• [Aim of the exercise] Scan the material below for the string "Tiago", and copy every line where it shows up.
(Beginning of Provided data)
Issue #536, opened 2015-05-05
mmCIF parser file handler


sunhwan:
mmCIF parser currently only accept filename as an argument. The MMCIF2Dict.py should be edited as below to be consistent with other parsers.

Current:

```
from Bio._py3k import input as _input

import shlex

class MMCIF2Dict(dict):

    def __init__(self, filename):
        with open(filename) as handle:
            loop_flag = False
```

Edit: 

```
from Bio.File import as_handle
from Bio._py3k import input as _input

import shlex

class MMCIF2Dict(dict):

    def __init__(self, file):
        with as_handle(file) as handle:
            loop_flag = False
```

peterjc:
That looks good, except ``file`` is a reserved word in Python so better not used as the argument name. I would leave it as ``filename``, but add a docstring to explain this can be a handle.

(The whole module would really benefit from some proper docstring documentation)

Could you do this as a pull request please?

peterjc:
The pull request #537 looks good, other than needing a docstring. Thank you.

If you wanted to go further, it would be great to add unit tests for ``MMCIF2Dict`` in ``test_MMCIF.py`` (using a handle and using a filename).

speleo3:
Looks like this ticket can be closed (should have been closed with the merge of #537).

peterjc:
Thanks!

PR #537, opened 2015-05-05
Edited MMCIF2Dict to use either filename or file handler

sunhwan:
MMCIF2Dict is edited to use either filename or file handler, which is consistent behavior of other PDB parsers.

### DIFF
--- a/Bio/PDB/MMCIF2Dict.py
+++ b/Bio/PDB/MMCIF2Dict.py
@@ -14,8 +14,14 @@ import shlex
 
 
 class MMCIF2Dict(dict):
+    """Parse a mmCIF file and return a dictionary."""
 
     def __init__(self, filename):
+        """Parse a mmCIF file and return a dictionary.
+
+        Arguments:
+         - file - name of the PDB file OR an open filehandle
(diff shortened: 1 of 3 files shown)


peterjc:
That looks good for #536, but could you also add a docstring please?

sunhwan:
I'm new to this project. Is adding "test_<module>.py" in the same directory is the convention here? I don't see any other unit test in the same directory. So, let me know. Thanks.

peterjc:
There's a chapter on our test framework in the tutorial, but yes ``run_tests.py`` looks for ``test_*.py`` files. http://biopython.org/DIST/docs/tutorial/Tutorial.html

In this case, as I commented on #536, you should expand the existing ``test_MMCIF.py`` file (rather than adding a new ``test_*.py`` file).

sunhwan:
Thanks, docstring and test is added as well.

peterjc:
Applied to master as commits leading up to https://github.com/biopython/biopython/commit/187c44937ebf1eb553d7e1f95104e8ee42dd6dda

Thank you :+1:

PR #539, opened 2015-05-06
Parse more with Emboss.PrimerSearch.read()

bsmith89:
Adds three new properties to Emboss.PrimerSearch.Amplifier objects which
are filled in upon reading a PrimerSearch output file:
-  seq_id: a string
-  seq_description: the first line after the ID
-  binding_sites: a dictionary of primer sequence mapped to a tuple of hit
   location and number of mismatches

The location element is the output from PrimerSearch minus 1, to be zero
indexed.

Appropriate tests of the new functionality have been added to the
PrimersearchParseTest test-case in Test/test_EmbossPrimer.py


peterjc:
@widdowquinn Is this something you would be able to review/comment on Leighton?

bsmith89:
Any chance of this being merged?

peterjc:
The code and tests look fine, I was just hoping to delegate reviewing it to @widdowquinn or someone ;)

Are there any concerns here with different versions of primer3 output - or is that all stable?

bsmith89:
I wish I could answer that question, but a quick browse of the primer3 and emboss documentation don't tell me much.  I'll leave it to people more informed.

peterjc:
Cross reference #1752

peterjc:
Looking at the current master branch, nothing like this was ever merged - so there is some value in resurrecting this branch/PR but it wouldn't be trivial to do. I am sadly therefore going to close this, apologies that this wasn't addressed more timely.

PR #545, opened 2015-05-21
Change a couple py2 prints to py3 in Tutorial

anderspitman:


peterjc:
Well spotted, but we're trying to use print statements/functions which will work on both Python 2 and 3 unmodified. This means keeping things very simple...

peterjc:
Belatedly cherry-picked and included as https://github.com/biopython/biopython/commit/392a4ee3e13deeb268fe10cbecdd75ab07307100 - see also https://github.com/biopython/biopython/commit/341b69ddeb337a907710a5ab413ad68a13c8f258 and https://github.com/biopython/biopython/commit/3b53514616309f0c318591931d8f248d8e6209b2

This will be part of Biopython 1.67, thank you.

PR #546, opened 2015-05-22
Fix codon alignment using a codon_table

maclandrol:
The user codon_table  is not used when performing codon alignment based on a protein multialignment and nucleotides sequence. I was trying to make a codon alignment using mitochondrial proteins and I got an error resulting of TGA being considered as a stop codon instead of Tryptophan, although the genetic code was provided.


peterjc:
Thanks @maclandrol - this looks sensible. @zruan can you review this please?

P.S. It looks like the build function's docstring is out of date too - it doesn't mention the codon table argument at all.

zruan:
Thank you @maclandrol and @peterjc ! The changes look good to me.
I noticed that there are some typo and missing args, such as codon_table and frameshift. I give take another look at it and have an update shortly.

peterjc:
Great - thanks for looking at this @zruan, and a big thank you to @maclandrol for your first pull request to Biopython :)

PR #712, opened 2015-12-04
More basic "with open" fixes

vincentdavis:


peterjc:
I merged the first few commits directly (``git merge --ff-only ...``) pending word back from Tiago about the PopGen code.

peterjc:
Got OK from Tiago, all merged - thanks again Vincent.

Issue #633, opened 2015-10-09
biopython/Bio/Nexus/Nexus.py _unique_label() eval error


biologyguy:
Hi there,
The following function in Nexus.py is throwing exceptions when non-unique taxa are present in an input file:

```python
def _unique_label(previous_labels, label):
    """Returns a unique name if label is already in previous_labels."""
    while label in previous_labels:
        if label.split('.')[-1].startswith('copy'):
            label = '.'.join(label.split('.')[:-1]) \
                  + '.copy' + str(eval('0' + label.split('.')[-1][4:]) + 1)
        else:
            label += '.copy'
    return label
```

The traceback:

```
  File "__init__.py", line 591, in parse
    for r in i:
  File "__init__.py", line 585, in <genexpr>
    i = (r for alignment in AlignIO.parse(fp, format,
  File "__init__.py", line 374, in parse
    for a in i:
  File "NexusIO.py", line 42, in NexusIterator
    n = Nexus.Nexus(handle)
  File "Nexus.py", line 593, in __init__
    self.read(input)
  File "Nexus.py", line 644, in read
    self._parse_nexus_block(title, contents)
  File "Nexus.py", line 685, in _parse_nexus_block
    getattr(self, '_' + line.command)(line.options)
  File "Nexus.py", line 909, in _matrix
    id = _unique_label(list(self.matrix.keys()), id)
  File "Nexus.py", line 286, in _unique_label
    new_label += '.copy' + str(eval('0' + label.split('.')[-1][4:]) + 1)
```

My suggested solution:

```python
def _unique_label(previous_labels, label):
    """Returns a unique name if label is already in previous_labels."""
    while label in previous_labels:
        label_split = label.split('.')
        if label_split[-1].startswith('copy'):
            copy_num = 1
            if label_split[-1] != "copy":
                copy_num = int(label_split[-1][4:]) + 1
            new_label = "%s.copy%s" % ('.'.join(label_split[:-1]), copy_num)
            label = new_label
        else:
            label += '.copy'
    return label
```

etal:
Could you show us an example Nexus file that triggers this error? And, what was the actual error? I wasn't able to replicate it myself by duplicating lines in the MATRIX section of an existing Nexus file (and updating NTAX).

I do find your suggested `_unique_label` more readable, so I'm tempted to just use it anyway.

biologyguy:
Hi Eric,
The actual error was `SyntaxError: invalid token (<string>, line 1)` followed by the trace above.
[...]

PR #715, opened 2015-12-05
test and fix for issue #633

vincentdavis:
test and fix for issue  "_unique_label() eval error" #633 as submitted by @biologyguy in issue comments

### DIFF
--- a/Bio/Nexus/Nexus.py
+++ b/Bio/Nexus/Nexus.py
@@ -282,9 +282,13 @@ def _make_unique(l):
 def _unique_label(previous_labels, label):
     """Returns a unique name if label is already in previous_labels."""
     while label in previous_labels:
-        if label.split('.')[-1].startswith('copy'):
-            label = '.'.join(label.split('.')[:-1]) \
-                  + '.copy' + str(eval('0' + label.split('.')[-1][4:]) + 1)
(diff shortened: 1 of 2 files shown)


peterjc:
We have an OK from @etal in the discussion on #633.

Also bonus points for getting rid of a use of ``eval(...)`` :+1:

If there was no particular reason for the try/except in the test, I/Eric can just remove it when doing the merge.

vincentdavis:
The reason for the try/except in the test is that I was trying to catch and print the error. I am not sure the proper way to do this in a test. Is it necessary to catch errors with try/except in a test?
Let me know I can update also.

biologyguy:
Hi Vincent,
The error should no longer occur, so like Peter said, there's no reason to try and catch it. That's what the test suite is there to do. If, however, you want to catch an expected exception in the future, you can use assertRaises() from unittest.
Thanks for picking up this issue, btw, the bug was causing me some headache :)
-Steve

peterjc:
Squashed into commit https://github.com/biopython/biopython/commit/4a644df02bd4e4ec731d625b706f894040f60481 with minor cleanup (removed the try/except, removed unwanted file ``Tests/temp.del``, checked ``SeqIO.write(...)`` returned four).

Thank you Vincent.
(End of Provided data)
• [Response area]
I merged the first few commits directly (``git merge --ff-only ...``) pending word back from Tiago about the PopGen code.
Got OK from Tiago, all merged - thanks again Vincent.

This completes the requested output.